Eventually I managed to pick myself up off the floor to stand in front of the mirror. That perfect girl’s makeup was running. Barbie’s paint had gotten scratched. I rinsed as much of it off as I could and didn't bother to put it back on. As far as anyone else was concerned, I had gone to bed.
I opened the door back to my room and padded across the carpet. White, framed by pastel pink walls as it had been since I was four years old. In my rush to get to the bathroom, I had failed to notice the small pile of Barbies which had been left a few feet from the bathroom door. I hadn't played with them in years. My sister must have left them there before she left.
I made a mental note to yell at her about staying out of my room later and sat down on the soft carpet next to the dolls. Looking past the dolls to the bathroom door, I could vaguely remember a time when it was blue. It had been a boy’s room when my family moved here. I remembered playing with the same dolls in this empty room on a stale smelling, aqua-green carpet. I could remember the Barbies’ names too. Ashley was sitting naked in front of Lisa and Alice, Lila was wearing a pale pink gown. Some of them bore the marks of being chewed on by our puppy, “Digger,” at one time. Violet’s head was torn clean off and lying next to Ashley. Something about it was funny to me. These dolls were at least twelve years old now, maybe older. They shouldn't be running around naked. (Something I’d informed Elizabeth about several times in the past week.)
And none of them were perfect. They were old and damaged. They had bite marks all over them, scratched paint, dirty faces, missing shoes. But Elizabeth loved them, and so had I once.
I picked up Lila after a couple of tries and straightened her dress. I noticed her eye was slightly misprinted on her face. It was easy to remember how pretty she had looked when I first got her. How perfect. But now there was a smear on her forehead, and the back of her dress was stained. She smiled and I couldn't help but smile back. She didn't mind, and neither did Liz.

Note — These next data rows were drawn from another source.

Issue #647, opened 2026-03-03
Create rebuild script


JeroenDeDauw:
MediaWiki maintenance script that rebuilds the secondary persistence (graph DBs) by reading the primary persistence (JSON in MediaWiki revisions).

AC
* Maintenance script exists and saves all Subjects to the graph db
* Script provides reasonable output, details TBD by implementer

Ideally, we can resume the script. Perhaps with `--resume-from` parameter, which could take pageid if we go though the pages sprted by id. Ideally the user can also abort the script (i.e. ctrl+c) and then get resume instructions.

To consider: what if there is outdated info in the graph db, like Subjects that no longer exist? Should the script have a flag to first delete everything? Or better to keep this responsibility out of this script? The admin could first clear the graph db, or we could have another script that looks for junk entries in the graph db and clears them.

## Relevant code/docs

* https://github.com/ProfessionalWiki/NeoWiki/blob/master/docs/adr/019_Graph_Database_Architecture.md
* https://github.com/ProfessionalWiki/NeoWiki/pull/590

## Implementation thoughts

Since we store Subjects in a dedicated MW slot, there likley is an efficient way to find all pages with our slot present for the last revision.

Iterators are nice, perhaps a SubjectIterator is called for.

Decoupling from the presentation mechanism (CLI) could be nice, so creating a UseCase.

We have examples of decoupling from CLI and using such Iterators in our existing code, though idk which projects off the top of my head.

Supporting ctrl+c might be tricky with MediaWiki maintenance scripts. Could consider building with Symfony Console or similar like I did in https://github.com/JeroenDeDauw/Replicator? ctrl+c handling there needed https://github.com/JeroenDeDauw/Replicator/blob/master/composer.json#L17. This app uses https://github.com/JeroenDeDauw/JsonDumpReader which has some iterator stuff in there, but that's really old, still the use case is similar. Using Symfony Console is only possible if we manage to still interface with MediaWiki reliably.

PR #744, opened 2026-04-18
Reindex subject pages in Neo4j after demo data import

JeroenDeDauw:
> Result of investigation by @JeroenDeDauw with Claude Code, after observing that
> related-subject infobox links rendered as raw IDs after running `make import-demo-data`.
> Context: NeoWiki codebase, Neo4j cypher inspection of the local dev wiki.

## Summary

Re-fires the revision-created handler for every imported subject page so the Neo4j
index matches the imported state.

## Why

The standard import path only triggers indexing when a new revision is actually
created (the `RevisionFromEditComplete` hook). When `make import-demo-data` is
re-run after Neo4j has been wiped — common on dev environments after `docker
compose down --volumes` — pages whose content didn't change report
`done (no changes)` and Neo4j is never updated for them.

Worse: when an unrelated changed page (e.g. `Professional_Wiki`) has a relation
to one of those unchanged pages, `SubjectRelationUpdater` runs
`MERGE (target {id: \$targetId})` which creates an **unlabeled stub node** for the
target. The subject is now half-present in Neo4j: the node exists with `id` set,
but has no `:Subject` label and no `:HasSubject` edge from any Page. The
`Neo4jPageIdentifiersLookup` query (`MATCH (page:Page)-[:HasSubject]->(subject {id: \$id})`)
returns no match, so `GET /rest.php/neowiki/v0/subject/{id}` returns
\`{\"subject\":null}\` and the Vue `RelationDisplay` renders the raw ID.

Reproduced locally: `s1demo4sssssss1` (NeoWiki) and `s1demo6sssssss1` (ProWiki)
were stub nodes referenced from `Professional_Wiki`'s Products relation. After
the fix, both resolve correctly.

## Test plan

- [x] Manually deleted the stub nodes from Neo4j, ran `make import-demo-data`,
      confirmed `GET /rest.php/neowiki/v0/subject/s1demo4sssssss1` and
      `s1demo6sssssss1` now return the subjects, and the `Professional_Wiki`
      page renders relation links correctly.
- [ ] CI green

### DIFF
--- a/maintenance/ImportDemoData.php
+++ b/maintenance/ImportDemoData.php
@@ -7,6 +7,7 @@ namespace ProfessionalWiki\NeoWiki\Maintenance;
 use FileFetcher\SimpleFileFetcher;
 use Maintenance;
 use MediaWiki\MediaWikiServices;
+use MediaWiki\Title\Title;
 use ProfessionalWiki\NeoWiki\Application\Actions\ImportPages\ImportPagesAction;
 use ProfessionalWiki\NeoWiki\Application\Actions\ImportPages\ImportPresenter;
 use ProfessionalWiki\NeoWiki\Application\Actions\ImportPages\PageContentSource;
@@ -32,6 +33,7 @@ class ImportDemoData extends Maintenance {
 
 	public function execute(): void {
 		$this->newImportAction()->import();
+		$this->reindexSubjectPages();
 	}
 
 	private function newImportAction(): ImportPagesAction {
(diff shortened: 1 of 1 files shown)


JeroenDeDauw:
Unsure if this is the best approach, but the complexity is added to the demo data import script, so :man_shrugging: , at worst some prudent tech debt.

JeroenDeDauw:
Let's create a neo4j rebuild script instead

JeroenDeDauw:
Superseded by #746 (and ProfessionalWiki/NeoWiki-Docker#111), which moves the fix into a dedicated RebuildGraphDatabases maintenance script — the right level of abstraction per ADR 019 and the existing #647 issue.

PR #746, opened 2026-04-18
Add RebuildGraphDatabases maintenance script (MVP)

JeroenDeDauw:
My idea, as an alternative fix to 
* https://github.com/ProfessionalWiki/NeoWiki/pull/744

First part of
* https://github.com/ProfessionalWiki/NeoWiki/issues/647

Manually tested

> Result of debugging session with @JeroenDeDauw after stub Neo4j nodes broke
> relation rendering on the local dev wiki. Context: NeoWiki codebase, ADR 019
> (Graph Database Architecture), Neo4j cypher inspection.

## Summary

Adds a `RebuildGraphDatabases` maintenance script that re-saves every Subject
from the latest revision of its page through the `GraphDatabasePlugin` chain.
Useful after a graph database has been wiped or otherwise drifted from the
MediaWiki source of truth.

## Scope

This is an **MVP for #647**. It satisfies the first AC (script exists and saves
all Subjects to the graph DB) and provides per-page progress output. It deliberately
does **not** implement:

- `--resume-from` parameter
- Ctrl+C handling with resume instructions
- Cleanup of stale entries / `--delete-first` flag
- `SubjectIterator` abstraction
- Use case + presenter decoupling

Those are deferred. Issue #647 stays open for them.

## Why now

`make import-demo-data` re-runs after a Neo4j wipe leave subjects on unchanged
pages unindexed (the `RevisionFromEditComplete` hook only fires when a new
revision is actually created). Inbound relations from re-saved pages then
create unlabeled stub nodes via `MERGE (target {id: \$targetId})` in
`SubjectRelationUpdater`, which the API can't resolve. The companion
NeoWiki-Docker PR chains this script into `make import-demo-data` so the dev
flow self-heals.

## How it works

1. Queries `slots` for every page whose latest revision carries the NeoWiki
   subject slot (`slot_role_id = id of "neo"`), ordered by `page_id`.
2. For each, loads the current revision and fires
   `OnRevisionCreatedHandler::onRevisionCreated()` — the same path the hook
   takes on a real edit.
3. Outputs `Rebuilt <Title>` per page, plus a totals line at the end.

The handler is idempotent: pages already in sync get the same write, no harm.

## Test plan

- [x] Manually deleted `s1demo4sssssss1` and `s1demo6sssssss1` stub nodes from
      Neo4j, ran the script directly, confirmed both subjects resolve via the
      REST API and the `Professional_Wiki` infobox shows linked product names.
- [x] Re-ran with state already in sync; script reports `Rebuilt 26 of 26`
      with no errors.
- [x] Verified via the NeoWiki-Docker companion PR that
      `make import-demo-data` now chains the rebuild and self-heals.
- [x] CI green

### DIFF
--- a/maintenance/RebuildGraphDatabases.php
+++ b/maintenance/RebuildGraphDatabases.php
@@ -1,0 +1,104 @@
+<?php
+
+declare( strict_types = 1 );
+
+namespace ProfessionalWiki\NeoWiki\Maintenance;
+
+use Maintenance;
+use MediaWiki\MediaWikiServices;
+use MediaWiki\Page\WikiPageFactory;
+use MediaWiki\Title\Title;
+use MediaWiki\User\UserIdentity;
+use ProfessionalWiki\NeoWiki\EntryPoints\OnRevisionCreatedHandler;
+use ProfessionalWiki\NeoWiki\NeoWikiExtension;
+use ProfessionalWiki\NeoWiki\Persistence\MediaWiki\Subject\MediaWikiSubjectRepository;
+use User;
+
+$basePath = getenv( 'MW_INSTALL_PATH' ) !== false ? getenv( 'MW_INSTALL_PATH' ) : __DIR__ . '/../../..';
+
+require_once $basePath . '/maintenance/Maintenance.php';
+
+class RebuildGraphDatabases extends Maintenance {
+
+	public function __construct() {
+		parent::__construct();
+
+		$this->requireExtension( 'NeoWiki' );
+		$this->addDescription(
+			'Rebuilds the graph databases by re-saving every Subject from the latest revision of its page. ' .
+			'Useful after a graph database has been wiped or has otherwise drifted from the MediaWiki source of truth.'
+		);
+	}
+
+	public function execute(): void {
+		$pageIds = $this->getSubjectPageIds();
+
+		$this->outputChanneled( 'Rebuilding graph databases for ' . count( $pageIds ) . ' subject pages...' );
+
+		$handler = NeoWikiExtension::getInstance()->getStoreContentUC();
+		$wikiPageFactory = MediaWikiServices::getInstance()->getWikiPageFactory();
+		$user = $this->getMaintenanceUser();
+
+		$rebuilt = 0;
+
+		foreach ( $pageIds as $pageId ) {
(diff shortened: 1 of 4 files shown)


alistair3149:
> Reviewed via back-and-forth with @alistair3149 against the MVP scope stated in the PR description.
> Context: NeoWiki codebase, AGENTS.md coding standards, MediaWiki core `Maintenance`/`NameTableStore`.

### Blocker

**`lastEditor` is overwritten with the `NeoWiki` system user on every rebuilt page.** `RebuildGraphDatabases.php:71` passes `$user` into `OnRevisionCreatedHandler::onRevisionCreated()`, which threads it to `PagePropertiesBuilder::getPagePropertiesFor()` and writes it to the graph DB as `lastEditor`. So running the rebuild silently corrupts persistent state — not a "rerun it" failure; the wrong value sticks until a real edit comes in on that page. Fix: pass `$revision->getUser()` so the rebuild preserves each revision's actual author.

### Follow-up candidates (not blocking this MVP)

- **Fresh-wiki crash.** `SlotRoleStore::getId( 'neo' )` at line 83 throws `NameTableAccessException` if no subject has ever been saved. Irrelevant for the recover-from-drift use case; catch and treat as 0 pages if we ever want to run this on empty wikis.
- **Abort on first failure.** Any exception during a per-page rebuild kills the loop with no indication of which page failed. Wrap in `try { } catch ( \Exception $e )`, log the title, continue, report `Rebuilt X of Y (Z failed)`. Pairs naturally with the already-deferred `--resume-from` work.
- **`--quiet` doesn't work.** `outputChanneled()` ignores `$mQuiet`; switch the five call sites to `$this->output( "...\n" )`.
- **Non-namespaced imports.** `use Maintenance;` / `use User;` are class_alias shims; AGENTS.md requires `MediaWiki\Maintenance\Maintenance` / `MediaWiki\User\User`. (Same pre-existing debt in `ImportDemoData.php`.)
- **Testability seam.** `execute()` fetches the handler and `WikiPageFactory` straight off the service locator. Adding a protected `newHandler()` / `newWikiPageFactory()` override point would make the outer loop testable without a wider refactor.

JeroenDeDauw:
@alistair3149 solved

PR #753, opened 2026-04-20
DateTime: user-local display/input with UTC storage and semantic <time>

### LINKED ISSUE #728: DateTime: correct timezone handling for Input and AttributesEditor

### LINKED ISSUE #731: DateTime: semantic <time> rendering, UTC indicator, Codex CdxTextInput
Follows-up to #685 ([review comment](https://github.com/ProfessionalWiki/NeoWiki/pull/685#issuecomment-4156019)).

> Result of extensive back-and-forth with @JeroenDeDauw on splitting the PR #685 review follow-ups into issues.
> Context: the NeoWiki codebase and the review of #685.

Three presentation-layer improvements identified in the review of #685:

## Use \`<time>\` for semantic rendering

\`DateTimeDisplay.vue:2-4\` renders into a \`<div>\`. Switch to:
\`\`\`vue
<time :datetime=\"dateString\">{{ formattedValue }}</time>
\`\`\`
Keeps the canonical ISO value machine-readable in the DOM while showing a formatted string to users. Aligns with ECHOLOT's linked-data goals (CIDOC-CRM, xsd:dateTime, RDF export) and lets assistive tech announce it as a time. Only emit the \`datetime\` attribute when the string parses as valid ISO 8601; on the invalid fallback, render a plain \`<span>\`.

## Make the UTC timezone visible

\`DateTimeDisplay.vue:30\`: formatted via \`toLocaleString( undefined, { timeZone: 'UTC' } )\`, so \"2025-06-15, 12:00:00 PM\" looks like local time with no indication. Either add a visible \`UTC\` suffix, format as ISO, or use the user's timezone. Whatever the choice, make it visible. Depends on the resolution of #728.

## Use \`CdxTextInput input-type=\"datetime-local\"\` in the inputs

\`DateTimeInput.vue\` and \`DateTimeAttributesEditor.vue\` use raw \`<input>\` instead of Codex's wrapper. Loses focus ring, validation states, and the deliberately registered \`cdxIconClock\` start-icon never appears. Three \`eslint-disable vue/html-self-closing\` comments hint at the same friction. \`CdxTextInput\` supports \`datetime-local\` as an \`input-type\`.

alistair3149:
Fixes https://github.com/ProfessionalWiki/NeoWiki/issues/728
Fixes https://github.com/ProfessionalWiki/NeoWiki/issues/731

## Summary

Three DateTime components now agree on one story: **user-local wall-clock in the UI, UTC ISO on disk**.

- **New shared utility** `dateTimeConversion.ts` (`toLocalInputValue`, `fromLocalInputValue`) uses `new Date()` + `.toISOString()` so explicit-offset ISOs (e.g. `2025-06-15T23:30:00+05:00`) round-trip without silent re-encoding.
- **`DateTimeDisplay`** renders valid ISOs inside a semantic `<time :datetime="iso">` element with the user's local wall-clock plus a visible timezone abbreviation (`UTC`, `CEST`, `PST`, ...). Invalid values render a `<span>` fallback. Validity uses the newly-exported `parseStrictDateTime` from `DateTime.ts`.
- **`DateTimeInput`** and **`DateTimeAttributesEditor`** replace raw `<input type="datetime-local">` with `CdxTextInput input-type="datetime-local"`. The Input gets a `cdxIconClock` start-icon (previously registered but never rendered). Two `eslint-disable vue/html-self-closing` comments retired.
- Tests in all three component specs rewritten around the new behavior; `FIXME(#728)` pins that locked the old buggy behavior are gone. Direct tests added for `parseStrictDateTime` since it is now part of the public module surface.

## Manual Browser Check

1. **Subject edit flow** — open a page that has a DateTime property and edit it in the subject editor.
   - Input shows a Codex clock icon on the left.
   - Typing `2025-06-15 14:00` saves as your local 14:00. Reload — the input should still show `14:00` in your host TZ.
   - If the schema declares `minimum`/`maximum`, the `min`/`max` attributes on the input reflect them in your local TZ.
2. **Subject display flow** — view the same page without editing.
   - Inspect the value: it must be a `<time>` element with a `datetime` attribute equal to the stored UTC ISO.
   - Rendered text must include a timezone abbreviation after the time (e.g. `UTC`, `CEST`, `PST`).
   - An unparseable stored value falls back to a `<span>` showing the raw string.
3. **Schema editor flow** — open the schema editor for a DateTime property.
   - Both min/max inputs are Codex-styled (focus ring, proper sizing), not bare browser inputs.
   - Entered values round-trip as the same local wall-clock after saving and reopening.

Suggested starting URL: `http://localhost:8484/index.php/Main_Page` (or any page with DateTime data).

### DIFF
--- a/resources/ext.neowiki/src/components/SchemaEditor/Property/DateTimeAttributesEditor.vue
+++ b/resources/ext.neowiki/src/components/SchemaEditor/Property/DateTimeAttributesEditor.vue
@@ -66,8 +66,13 @@ watch( () => props.property.maximum, ( newVal ) => {
 
 // datetime-local wire values are always `YYYY-MM-DDTHH:mm` in a single
 // timezone (host local), so lexicographic ordering matches chronological.
+// The regex guards against malformed values bypassing the ordering check.
+const DATETIME_LOCAL_WIRE_FORMAT = /^\d{4}-\d{2}-\d{2}T\d{2}:\d{2}$/;
+
 function minExceedsMax( min: string, max: string ): boolean {
-	return min !== '' && max !== '' && min > max;
+	return DATETIME_LOCAL_WIRE_FORMAT.test( min ) &&
+		DATETIME_LOCAL_WIRE_FORMAT.test( max ) &&
+		min > max;
 }
 
 const updateMinimum = ( value: string ): void => {
--- a/resources/ext.neowiki/src/components/SchemaEditor/Property/DateTimeAttributesEditor.vue
+++ b/resources/ext.neowiki/src/components/SchemaEditor/Property/DateTimeAttributesEditor.vue
@@ -64,13 +64,10 @@ watch( () => props.property.maximum, ( newVal ) => {
 	maximumInput.value = toLocalInputValue( newVal );
 } );
 
+// datetime-local wire values are always `YYYY-MM-DDTHH:mm` in a single
+// timezone (host local), so lexicographic ordering matches chronological.
 function minExceedsMax( min: string, max: string ): boolean {
-	if ( min === '' || max === '' ) {
-		return false;
-	}
-	const minTime = Date.parse( min );
-	const maxTime = Date.parse( max );
-	return !Number.isNaN( minTime ) && !Number.isNaN( maxTime ) && minTime > maxTime;
+	return min !== '' && max !== '' && min > max;
 }
 
 const updateMinimum = ( value: string ): void => {
--- a/resources/ext.neowiki/src/components/SchemaEditor/Property/DateTimeAttributesEditor.vue
+++ b/resources/ext.neowiki/src/components/SchemaEditor/Property/DateTimeAttributesEditor.vue
@@ -14,13 +14,11 @@
 					{{ $i18n( 'neowiki-property-editor-minimum' ).text() }}
 				</template>
 
-				<!-- eslint-disable-next-line vue/html-self-closing -->
-				<input
-					type="datetime-local"
-					class="cdx-text-input__input"
-					:value="minimumInput"
-					@input="updateMinimum"
-				>
+				<CdxTextInput
+					input-type="datetime-local"
+					:model-value="minimumInput"
+					@update:model-value="updateMinimum"
+				/>
 			</CdxField>
 
 			<CdxField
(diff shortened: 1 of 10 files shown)


malberts:
> user-local wall-clock in the UI

I am not 100% sure if this is always what we want, but likely fine to start with.

Specifically, if the timezone is an explicit part of the data (e.g. an event in Germany), then perhaps you want it to be input as CEST, and display it as CEST, irrespective of the user's locale. But it is unclear to me if this is a common, or necessary, use case.

alistair3149:
We can follow up with timezone input if needed. The display part likely goes into the display attributes of the DateTime property, which is a separate concern.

Thinking back on that night I can barely remember the party. I can’t remember what I wore, or how perfect my makeup had or hadn't looked. I do remember the dolls though. I remember how I had thought somewhere in the back of my mind that if I could look like them I would be perfect. Beautiful.
But the dolls had never been perfect, and neither had I. But they had always been beautiful. And so had I.
The next morning when Elizabeth got home from her sleepover, and my parents had returned from their weekend trip to Rochester, breakfast was waiting on the table and the house had been cleaned after the party. Mom and Dad looked suspicious of the lack of clutter and breakfast being on the table, but they were glad nonetheless. I sat down with my sister and asked her if she wanted to play Barbies. She smiled in a way that would lead you to believe it was Christmas morning. I realized we hadn't played together for quite awhile.
It’s been quite a few years since that night, and it took some doing, but I finally figured out how to love myself and others rather than hold myself to some imaginary standard set by my own mind. My hair is long and brown like my mother’s, and drinks are few and far between. I have a daughter who plays with Barbies now, and Elizabeth has a family of her own. Today we’re getting together for Christmas dinner. The plates are set out in careful order just like mom used to do, Ashley is in the kitchen with her father putting the finishing touches on the ham, and I’m just here on the front porch brimming with anticipation. The ice hanging off the roof sparkles in the noon sunlight like it always does. Snow clings to the trees in heavy sheets, and clear across the yard Elizabeth’s car rolls onto the freshly plowed driveway.